Fracking planning laws should be relaxed say ministers


The authority has proposed a relaxation in the planning laws which apply to fracking.

Below the plans, preliminary drilling could be classed as permitted development – the at any rate law that allows people to build a small conservatory.

Ministers are also tendering a shale environmental regulator and a new planning brokerage service.

Opponents of fracking say it productions the government is desperate to encourage fracking.
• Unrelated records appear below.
PR #2754, opened 2025-09-03
Add query parameter for Android Release OS Version, Fixes AB#3351713

fadidurah:
This is needed for WebCP work. Intune Portal uses android release os versions, not api level versions. Need this additional query parameter to facilitate flow.

[AB#3351713](https://identitydivision.visualstudio.com/fac9d424-53d2-45c0-91b5-ef6ba7a6bf26/_workitems/edit/3351713)

### DIFF
--- a/common/src/main/java/com/microsoft/identity/common/internal/platform/AndroidDeviceMetadata.java
+++ b/common/src/main/java/com/microsoft/identity/common/internal/platform/AndroidDeviceMetadata.java
@@ -82,6 +82,11 @@ public class AndroidDeviceMetadata extends AbstractDeviceMetadata {
     }
 
     @Override
+    public @NonNull String getAndroidReleaseOs() {
+        return android.os.Build.VERSION.RELEASE;
+    }
+
+    @Override
     @NonNull
     public String getDeviceModel() {
         return Build.MODEL;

They call the proposed ease of planning law an outrageous subversion of the planning process.

Energy Minister Claire Perry said: “This packet of measures delivers on our manifesto promise to support shale and it will confirm exploration happens in the most environmentally responsible way while making it easier for companies and neighbourhood communities to work together.”

She said shale gas had the potential to lower animation prices, although opponents of the technology say there is no evidence this on happen in the UK.

‘Wild west’

The proposed changes were applauded by the shale gas firm Cuadrilla.

Its chief directorate Francis Egan said: “We welcome the measures the government has introduced on establish f get oning the planning process faster and fairer and providing additional resources to improve local authorities.

“Our permission to drill and test just four shale gas exploratory wells in Lancashire was allocated after a lengthy and costly three year process. These timelines have to improve if the country is to benefit from its own, much needed, indigenous origin of gas.”

Since test fracking triggered a small earthquake in Blackpool seven years ago, no commercial fracking has been started.

Sky pilots hope to make fracking easier by allowing the early stages beneath permitted development. A government spokesman confirmed that this purpose include drilling but not fracturing the rock.

Friends of the Earth condemned the devises, with spokeswoman Rose Dickinson saying: “The government’s plans degrade the planning process and could make England’s landscape a Wild West for whatever cowboy hankerings to start drilling and digging up our countryside.

“Permitted development was meant to succour people build a fence or a conservatory, not drill for gas.”